Aug  6 11:32:36 hass hass[28686]: #033[31m2017-08-06 11:32:36 ERROR (MainThread) [aiohttp.server] Unhandled exception#033[0m
Aug  6 11:32:36 hass hass[28686]: concurrent.futures._base.CancelledError#033[0m

zarthan · August 6, 2017, 3:46pm

You now have errors that you can check on the HA site in github and report. A Google search turned up

You are not alone.

luma · August 6, 2017, 4:03pm

Neither issues appear to be experiencing high CPU utilization (or if they are, the submitters aren’t reporting it). Not sure what to do with this information…

edit: I take that back, there’s talk of issues related to cameras. Commenting out all cameras in my config and let’s see if I can’t trigger the issue again.

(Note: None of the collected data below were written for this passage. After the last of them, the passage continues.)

PR #1038, opened 2023-05-15
Fix to hash precompile so EVM tests pass

npwardberkeley:
#1029 broke some sha2 and ripemd EVM tests, this fixes them! (I think, I couldn't run the biggest tests on my machine)


wborgeaud (approved):
Looks good to me!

zarthan · August 6, 2017, 5:10pm

Whether this is cameras or not, I think you should report this on github. Unless issues are reported, nothing gets fixed. It may not necessarily be cameras, but rather cameras in combination with some other component. Check in the github issues to see what other component that may have been mentioned and comment that out but leave cameras enabled.

luma · August 6, 2017, 6:55pm

With cameras disabled I can still trigger the high CPU utilization. I’ll try removing other components to see if I can’t get a better sense of what in my configuration might be causing the issue.

@zarthan: thanks for all your guidance so far, it has helped me clarify my thinking and approach to the problem.

zarthan · August 6, 2017, 7:05pm

Most welcome. As you must know, troubleshooting is a bitch sometimes. I personally use a modified Sherlock method. Eliminate everything that it isn’t. Whatever is left is “sometimes” the guilty party. Going the other way, start with the most basic and gradually add things. Remove the first thing that causes problems, and add the next. If the next causes problems, remove it and etc etc. Hope you get to some resolution. If you can find something this will help the developers.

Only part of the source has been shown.